**Assigned task:** When the line with "What you can do is this..." appears below, start repeating lines exactly, and keep going through the line with "Actually, it's also"; add nothing outside that span.

**Provided records:**
────────────────────────────────────────

PR #166, opened 2015-10-23
Strip whitespace from contents of wp-config.php when checking WP_CACHE

raamdev:
See websharks/zencache#591

### DIFF
--- a/src/includes/closures/Plugin/InstallUtils.php
+++ b/src/includes/closures/Plugin/InstallUtils.php
@@ -134,7 +134,7 @@ $self->addWpCacheToWpConfig = function () use ($self) {
     if (!is_readable($wp_config_file)) {
         return ''; // Not possible.
     }
-    if (!($wp_config_file_contents = file_get_contents($wp_config_file))) {
+    if (!($wp_config_file_contents = php_strip_whitespace($wp_config_file))) {
         return ''; // Failure; could not read file.
     }
     if (preg_match('/define\s*\(\s*([\'"])WP_CACHE\\1\s*,\s*(?:\-?[1-9][0-9\.]*|TRUE|([\'"])(?:[^0\'"]|[^\'"]{2,})\\2)\s*\)\s*;/i', $wp_config_file_contents)) {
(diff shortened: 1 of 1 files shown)


raamdev:
@jaswsinc Review please. I tested this and it's working as expected when enabling/disabling ZenCache.

raamdev:
Thinking this over some more, it's probably less confusing to only modify the `preg_match()` line and pass in `php_strip_whitespace($wp_config_file)` instead of `$wp_config_file_contents`.

That way we can leave `if (!($wp_config_file_contents = file_get_contents($wp_config_file))) {` alone. I was modifying that line because I was thinking of the performance hit reading the file twice, but that's not really an issue here (as this is only run when enabling/disabling ZenCache).

jaswsinc:
Nice! Yeah, I agree with your thoughts on there being a separate call to read the file like that.

raamdev:
> I agree with your thoughts on there being a separate call to read the file like that.

So you think it should remain as-is, or I should change things by moving the `php_strip_whitespace()` call to `preg_match()`?

jaswsinc:
> So you think it should remain as-is, or I should change things by moving the php_strip_whitespace() call to preg_match()?

I would create a second variable with a duplicate block like this one. See: https://github.com/websharks/zencache-pro/blob/be0a44af033adc05e3f3074e58ac1381e76d29ee/src/includes/closures/Plugin/InstallUtils.php#L137-L139

One block for `$wp_config_file_contents` and another for `$wp_config_file_contents_no_whitespace`. That way you are checking if `$wp_config_file_contents_no_whitespace` is empty also, and you can use `$wp_config_file_contents_no_whitespace` in your `preg_match()` test.

raamdev:
> You could do this on both of these lines also. See: https://github.com/websharks/zencache-pro/blob/be0a44af033adc05e3f3074e58ac1381e76d29ee/src/includes/closures/Plugin/InstallUtils.php#L185-L188

Can't do it there because that would end up writing the whitespace-stripped version of `wp-config.php` back to the file...

I did make a few improvements as you suggested though; see https://github.com/websharks/zencache-pro/commit/639a7ad7cc7e7a9b7e8c1cb795293bb9d3453db4. How's that look?

jaswsinc:
> see 639a7ad. How's that look?

Looks great to me! :-)

> You could do this on both of these lines also. See: https://github.com/websharks/zencache-pro/blob/be0a44af033adc05e3f3074e58ac1381e76d29ee/src/includes/closures/Plugin/InstallUtils.php#L185-L188
> Can't use it in the preg_replace() call because that would end up writing the whitespace-stripped version of wp-config.php back to the file...

I was referring the `\b` in front `define` there.

raamdev:
> I was referring the \b in front define there.

Oh, whoops, didn't notice that was a commit comment. :-) Done: https://github.com/websharks/zencache-pro/commit/cea249bce6dd9ce77db538bf0757f240238d5bce

jaswsinc:
Awesome. Looks ready to merge to me.

raamdev:
Thanks! :-)

PR #169, opened 2015-10-30
PR: feature/596

jaswsinc:
See: websharks/zencache#596

## TODO

- [x] See: https://github.com/websharks/zencache-pro/pull/169#issuecomment-152667334
- [x] Add screenshot previews of each so that you get a visual whenever you change the dropdown value.
- [ ] Add a new clearing option (or config. option) that allows for clearing by Post ID.


jaswsinc:
---

jaswsinc:
@raamdev This should be ready to merge. Please review when you have some time.

jaswsinc:
## Things to know about the split button options list.

- The "Current Page Only" option only shows on the front-end of the site. You won't see this while working in the Dashboard; i.e., in `/wp-admin/*` areas.

- The "OPCache Only" option only shows if OPCache is running on the server, and only if the current user can `update_plugins` or `manage_network_plugins` on a MS network.

- The "CDN Only" option only shows if Static CDN Filters are enabled, and only if the current user can `update_plugins` or `manage_network_plugins`.

- The "Specific Page Only" option requires that you enter a specific URL. Upon clicking this option you will be prompted to enter the URL. If you don't, nothing happens.

jaswsinc:
Noting that this PR does not cover _all_ of the ideas presented in https://github.com/websharks/zencache/issues/596#issuecomment-151321067. However, it does implement some of the most-requested items. We can add new options in the future.

clavaque:
Very nice! :D

raamdev:
@jaswsinc Woooohoooo! Nice! 

Here's some initial feedback after my testing of this branch.

### New Menu

The `border-left` of the dropdown arrow visually separates it from the "Cache Stats" and "Clear Cache" buttons, which alienates it. Furthermore, a border on the left without a border on the right, makes it appear to be part of the "Howdy, raamdev" section. I recommend changing it to a `border-right`.



That said, my preference would be to get rid of that dropdown arrow altogether. Enabling the dropdown options should simply cause the menu of options to appear when you hover over the existing "Clear Cache" button. 

Clicking the Clear Cache button would still clear the entire cache, but instead you could just hover over it and then click one of the other options underneath. That seems to be a far more intuitive way to implement those additional options, because when you separate them from the existing "Clear Cache" button, it sort of feels like you need to reiterate what the options in that new menu actually do (you tried doing this by repeating "Clear cache:" inside the menu, but that seems inadequate and feels odd.

Consolidating that menu also gets rid of the additional clutter being added to the Admin Bar (we already have two buttons taking up space there) and creates the same effect as the Cache Stats button (i.e., hover over it to see something--it's a familiar behavior). 



Assuming we consolidate the menu, I would then suggest we change the menu item names to the following:

- Home Page Cache
- Current Page Cache
- Specific URL Cache
- OPCache
- CDN Cache

There's no need to specify "only" as describing the item being cleared implies that "only" the cache for that item is being cleared. 

### Clear Current Page vs Clear Current Post ID

> The "Current Page Only" option is limited to only the current page.

My feeling is that instead of a whole other option in the menu, we simply have an option inside Manual Cache Clearing that allows you to control the behavior of the "Clear Current Page Cache" menu option. You could set if it should only clear the current URL, or if it should clear everything related to that post (associated tag/category archives, etc.).

Either that, or we just change the behavior of the "Clear Current Page Cache" option so that it _always_ clears everything related to the current Page (assuming the current page is a Post/Page, otherwise it clears it like clearing a specific URL). If someone only wants to clear the specific URL for a Post/Page (i.e., they don't want everything related to the Post/Page to be cleared as well), then they should just use the "Clear Specific URL Cache" feature and specify the Post/Page URL. 

### Other notes

- In the JS popup that accepts a URL, instead of "Enter a specific URL" it should say **Enter a specific URL to clear the cache for that page**.
- If you enter a dummy URL (e.g., `http://blahblahblah123.com`) or even an invalid URL (e.g., `asdasdasd`) in the Specific URL JS popup, you still get a message that says "Cache successfully cleared", which seems wrong. Instead, it should say something like "You can only clear URLs on this site".

jaswsinc:
> Clicking the Clear Cache button would still clear the entire cache, but instead you could just hover over it and then click one of the other options underneath. That seems to be a far more intuitive way

I disagree on it being more intuitive. I did try this way first though, because I do agree that it is _cleaner_. However, in terms of it being more intuitive, I found that by nesting the additional options into the "Clear Cache" button itself, it produces the following issues:

- It's no longer obvious that you can simply click the "Clear Cache" button itself to clear the cache, because anytime you hover over the button you get a dropdown. If you're new to ZenCache and it's your first time seeing this button, I feel there are high odds that you'll think the only available options are those that you see in the dropdown menu; and you won't necessarily think to click the button itself.

- For those who do figure that out, or have used ZenCache in the past (like us), I find it slightly annoying that I have to see that dropdown selection of options each time I want to simply clear the cache; i.e., if I try to click the "Clear Cache" button itself, I still get the dropdown because I need to hover it in order to click it.

---

> a border on the left without a border on the right, makes it appear to be part of the "Howdy, raamdev" section. I recommend changing it to a border-right.

Great points. I will give this a shot first, as this is also a very easy change.

---

> There's no need to specify "only" as describing the item being cleared implies that "only" the cache for that item is being cleared.

I see what you mean. I agree with you.

> In the JS popup that accepts a URL, instead of "Enter a specific URL" it should say Enter a specific URL to clear the cache for that page.

Agreed.

---

> If you enter a dummy URL (e.g., http://blahblahblah123.com) or even an invalid URL (e.g., asdasdasd) in the Specific URL JS popup, you still get a message that says "Cache successfully cleared", which seems wrong. Instead, it should say something like "You can only clear URLs on this site".

I agree with this too. The problems with validating the URL, are:

- On a multisite network, you may have multiple sub-domains or even have domain mapping enabled. So for us to accurately validate the URL that is entered would require quite a bit of overhead in code and additional complexity that is not necessarily warranted in this case.

- On a standard install, there is also the possibility of a mapped domain. It's not a common, but there are sites running a standard WordPress installation with multiple DB table prefixes and/or host names (e.g., `sub.domain.com`, or `www.domain.com` vs. without, or `en.domain.com`, etc). So validating the URL that is given could potentially limit what sites like that could do in terms of clearing the cache.

_Perhaps what we can do is detect that it's a standard WP installation, and if the domain in the URL is not a match to the domain in `home_url()`, then we can add an additional note underneath the response that ZenCache reports back. That way at least ZenCache will be smart enough to acknowledge that the URL you cleared the cache for was not a match to the primary domain for the site. Thoughts on this? Any suggestions for what that warning/message should say exactly?_

jaswsinc:
Better 1?



---

Better 2?



---

Better 3?

raamdev:
> I feel there are high odds that you'll think the only available options are those that you see in the dropdown menu; and you won't necessarily think to click the button itself.

Then just add another option to the menu: "Clear Entire Cache"

> I find it slightly annoying that I have to see that dropdown selection of options each time I want to simply clear the cache;

Then disable the additional Clear Cache options inside Manual Cache Clearing... if you don't want to see those options, they can be hidden.

---

 > Better 1?

This looks like the current style, so it looks like the arrow is part of the "Howdy, jaswsinc".

 > Better 2?

This looks the best of the three, but I still think the arrow needs to go altogether. 

 > Better 3?

This makes the arrow look like its for an entirely different plugin, and then it looks wrong because it has no description.

---

I feel pretty strongly about that arrow + the Clear Cache button. It just seems so confusing to me, and I'm someone who uses ZenCache all the time!

raamdev:
> Perhaps what we can do is detect that it's a standard WP installation, and if the domain in the URL is not a match to the domain in home_url(), then we can add an additional note underneath the response that ZenCache reports back. That way at least ZenCache will be smart enough to acknowledge that the URL you cleared the cache for was not a match to the primary domain for the site. Thoughts on this? Any suggestions for what that warning/message should say exactly?

Yeah, that sounds like a good alternative to the current behavior. When the domain in the URL is not a match to the domain in `home_url()` on a standard WP installation, I would add the following note to the bottom of the notification:

> **Notice:** The domain you entered did not match your configured WordPress Home URL.

jaswsinc:
Minor tweaks review...

jaswsinc:
> Then just add another option to the menu: "Clear Entire Cache"

That could work to resolve this issue, I agree.

> Then disable the additional Clear Cache options inside Manual Cache Clearing... if you don't want to see those options, they can be hidden.

That doesn't work for me, because perhaps I occasionally want to clear the OPCache Only, or the CDN Cache Only, and I really appreciate having those in the admin bar and readily available. However, I only do that occasionally, so I don't want to see those options all the time; i.e., I also appreciate the simplicity of the "Clear Cache" button as a stand-alone feature, which is a sentiment that you shared a while back whenever we discussed this before. Giving site owners some control over how this button is introduced and in how the additional options are presented could be a small, but significant peeve for some people.

> This makes the arrow look like its for an entirely different plugin, and then it looks wrong because it has no description.

Hmm. Well I can agree with that, I don't consider that as important myself, because once you hover over this for the first time and see that it's for clearing the cache with additional options, then there is no confusion any longer.

> I feel pretty strongly about that arrow + the Clear Cache button. It just seems so confusing to me, and I'm someone who uses ZenCache all the time!

Same here. I feel the opposite of you in this regard. However, that difference between us tells me this is going to be a personal preference. Having it in the "Clear Cache" button bugs me, not having it in there bugs you. I wonder if there is some way for us to make that configurable also.

raamdev:
> I wonder if there is some way for us to make that configurable also.

Yep, that's exactly what I was thinking would be a simple solution to this. It could simply be an extra option in Manual Cache Clearing:

jaswsinc:
Great. Yep, that should do it. Adding a TODO entry above.

jaswsinc:
:laughing:

raamdev:
:smile_cat: :rage: :see_no_evil:

jaswsinc:
@raamdev Please review when you get a moment. This should be ready to merge now.

> - [ ] Add a new clearing option (or config. option) that allows for clearing by Post ID.

I'm punting this item in my TODO list, for now. I think it needs some more thought myself, but if you disagree then let me know what you'd prefer and I'll see about it. I read your thoughts on this above, but my general feeling is we need user feedback on that part.

I actually think that the current behavior is what will be expected, and that clearing anything more than a specific page is not desirable. Also, if you change a Post/Page the cached is cleared automatically already, so I don't see a lot to be gained from us trying to clear by post ID in this list of options. In this particular context, my feeling is that a single item being cleared is much easier to comprehend and to build trust in as you learn to use these cache clearing options over time.

raamdev:
> I actually think that the current behavior is what will be expected, and that clearing anything more than a specific URL is not desirable. Also, if you change a Post/Page the cache is cleared automatically already, so I don't see a lot to be gained from us trying to clear by post ID in this list of options. In this particular context, my feeling is that a single item being cleared is much easier to comprehend and to build trust in as you learn to use these cache clearing options over time.

I agree. I'd say lets leave the behavior as it is now (clearing a single URL and nothing more).

I'll review this again shortly. Thank you for splitting the menu options. :-) I think that was a win for users as it lets people pick what they want and doesn't really add much overhead or confusion to anything.

raamdev:
@jaswsinc I just spent some more time testing this. It looks and works great! Thank you.

There was one minor annoyance that I corrected in https://github.com/websharks/zencache-pro/commit/4f5a79937dbd331b151ba21e5d11c4db4e975699, along with a few other slight changes:

- I removed the `title` value from the Clear Cache button when in a standard WP installation. I found that the title there can get annoying and in the way, especially when your intention is to view or choose an item from the menu that comes below the the Clear Cache button. (The response to seeing the menu appear when hovering over "Clear Cache" is to stop moving the mouse to look at the menu options, but then the Clear Cache title appears, and distracts you from looking at the menu options.) My other justification for removing the `title` value is that it adds nothing that isn't already clearly apparent. The button already says "Clear Cache", so repeating "Clear Cache (Start Fresh)" in the title attribute seems rather redundant. In a Multisite installation there _is_ additional information that is helpful to include in a title, so I left that alone. (You'll notice that all of the other WordPress items in the Admin Bar follow the same logic: There are no title attributes for items that are clearly explained by their label, but for things like the Plugin Updates and the Comments icon, which _are not_ very descriptive, there is a title that explains how many plugin updates or comments there are.)
- I removed the `title` attribute from the Cache Stats button for the reason described above.
- I _added_ several `title` attributes to the new clear cache options in the new menu (as those would benefit from a bit of explanation):
     - **Home Page**: "Clear the Home Page cache"
     - **Current URL**: "Clear the cache for the current URL"
     - **Specific URL**: "Clear the cache for a specific URL"
     - **OPCache**: "Clear PHP's OPCache"
     - **CDN Cache**: "Clear the CDN cache"
- I left alone the `title` attribute on the new split options menu arrow icon, as that clearly needs something descriptive to indicate it's a menu of "Clear options".

jaswsinc:
Cool. Nice work on this enhancements!

raamdev:
> Things to know about the split button options list.

I wrote a KB Article to document some of those (it will be marked as published after the release; see todo [here](https://github.com/websharks/zencache.com/issues/73#issuecomment-152791488)):

- [Why are Clear Cache menu options missing?](https://github.com/websharks/zencache-kb/issues/96)

I also added a todo item to this Watered-down Syntax KB Article to mention support for that syntax in the "Specific URL" option: https://github.com/websharks/zencache-kb/issues/94#issuecomment-152791544

PR #170, opened 2015-11-01
Update build script to use new phings submodule

raamdev:
See websharks/phings#15 websharks/zencache#579 websharks/zencache.com#72


raamdev:
@jaswsinc: In https://github.com/websharks/phings/pull/15#issuecomment-143332784 you said: 
> Add a new submodule to bring the websharks/phings project in.
> ```
$ git submodule add git@github.com:websharks/phings.git phings
> ```

But won't that just be getting the `000000-dev` branch of the `phings` repo? I see you have a Phings v151002 release here: https://github.com/websharks/phings/releases 

However, by simply adding the phings repo as a submodule to the ZenCache Pro repo, aren't we just using the dev branch of the Phings repo? It seems we should make sure we're _not_ doing that, as when we start working on improving the build scripts to do other fancy stuff in the future, we wouldn't want to inadvertently start using that code in to build projects _until_ we deem it ready and release it.

jaswsinc:
What you can do is this...

```
$ git submodule add git@github.com:websharks/phings.git phings
$ cd phings
$ git checkout master
```

Actually, it's also worth noting that Git Submodules are never associated with any specific branch or tag. They are simply a reference to a particular snapshot (i.e., an  `@sha`). They remain that way unless and until you cd into the submodule directory and change the pointer; e.g., changing the branch or running  `git pull` to update them in some way.

So running...

```
$ git submodule add git@github.com:websharks/phings.git phings
```

That will give you a Git Submodule that references the latest dev branch at the time that you created the submodule, and then it will stay that way even if the remote repo changes, and even if you run `git submodule update` from ZenCache Pro in the future. The only way the `@sha` pointer changes is if you navigate to the submodule directory and move the sha by changing branches or pulling to update.

You will know when the submodule sha changes, because when/if that changes, running a `git status` from the ZenCache Pro repo will show that your submodule pointer has moved, and that's a commit that has to be recorded against the ZenCache Pro repo itself.

raamdev:
@jaswsinc Excellent explanation! Thank you. :smile:

PR #176, opened 2015-11-16
Check if running latest RC; See: websharks/zencache#352

kristineds:
Check if running latest RC; 

- This is Step 1 of 2. Note: Don't merge yet until step 2 has been completed
- Add option `pro_update_check_stable`

See: websharks/zencache#352


raamdev:
@jaswsinc @kristineds As I [noted in the other PR](https://github.com/websharks/zencache-pro/pull/177#issuecomment-158823200), I've merged the commits from the Step 2 PR (https://github.com/websharks/zencache-pro/pull/177) into this Step 1 PR and will be testing and leaving further updates here. If there are changes to commit regarding this feature, please commit them to the `feature/352-step1` branch.

Also, I merged in the latest `000000-dev` branch, so when you get a chance please update your local copy of `feature/352-step1` (you can run `git fetch origin && git checkout feature/352-step1 && git pull`).

raamdev:
@jaswsinc I built and tested this branch (which now includes changes from https://github.com/websharks/zencache-pro/pull/177 as noted above), however when I enable Beta Updates and then click "Update Now", ZenCache is still pulling the latest public version (v151114) instead of the RC version that I uploaded (filename `zencache-pro-v151129.rc.zip`; note that the filename is v151129 but the actual plugin version in the code inside that zip file is v151123; I changed the filename to something a few days ahead for testing purposes). Despite that newer RC filename existing on ZenCache.com, the version installed by the Pro updater is always v151114.

jaswsinc:
> instead of the RC version that I uploaded (filename zencache-pro-v151129.rc.zip

I see. A while back, you and I discussed what suffix you could give RC copies of the software, so that you could _absolutely_ avoid them ever showing up in any automated scan that might release them. I suggested that you use `.rc`, because according to semantic versioning rules, the `.rc` development suffix is invalid. Thus, if our automated routines are following the proper guidelines, a release file with that slightly invalid name would not show up. I think this is why you're having trouble.

Now that we have decided to _include_ RC releases through the API (not just as direct downloads), you will need to name the RC files according to semantic versioning guidelines. See: http://semver.org/

> A pre-release version MAY be denoted by appending a hyphen and a series of dot separated identifiers immediately following the patch version. Identifiers MUST comprise only ASCII alphanumerics and hyphen [0-9A-Za-z-]. Identifiers MUST NOT be empty. Numeric identifiers MUST NOT include leading zeroes. Pre-release versions have a lower precedence than the associated normal version. A pre-release version indicates that the version is unstable and might not satisfy the intended compatibility requirements as denoted by its associated normal version. Examples: 1.0.0-alpha, 1.0.0-alpha.1, 1.0.0-0.3.7, 1.0.0-x.7.z.92.

So use: `zencache-pro-v151129-rc.zip` (then wait 10 minutes before trying again).

_**Note:** Our system will also allow for no dash, as that is a WP/PHP standard that we bend for. So while no dash is not technically valid, we allow this to come through also: `zencache-pro-v151129rc.zip`. I prefer the dash be there, but it's good to note this minor deviation from the official guidelines._

raamdev:
> So use: zencache-pro-v151129-rc.zip (then wait 10 minutes before trying again).

But doesn't that mean that everyone who currently has the Pro Updater active and configured will suddenly be prompted to update? (i.e., regular users who _don't_ want to install an RC, who are currently running ZenCache Pro v151114 or earlier, will the Pro Updater as released with v151114, see the `zencache-pro-v151129-rc.zip` file and think that it's a new official release?)

raamdev:
Actually, re-reading what you wrote [here](https://github.com/websharks/zencache/issues/352#issuecomment-140816558), I see that the Product API is what controls what is "seen" by the Pro Updater in the plugin. So I assume this means that older versions of the software (that don't report `stable=1`) will still get the latest stable version because the Product API defaults to `stable=1`.

raamdev:
@jaswsinc I just tried renaming the file to `zencache-pro-v151129-rc.zip` and waiting 15-20 minutes: When I run the Pro Updater with "Yes, check for release candidates", it still downloads and installs `zencache-pro-v151114.zip`.

jaswsinc:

────────────────────────────────────────

**Output:**
What you can do is this...

```
$ git submodule add git@github.com:websharks/phings.git phings
$ cd phings
$ git checkout master
```

Actually, it's also worth noting that Git Submodules are never associated with any specific branch or tag. They are simply a reference to a particular snapshot (i.e., an  `@sha`). They remain that way unless and until you cd into the submodule directory and change the pointer; e.g., changing the branch or running  `git pull` to update them in some way.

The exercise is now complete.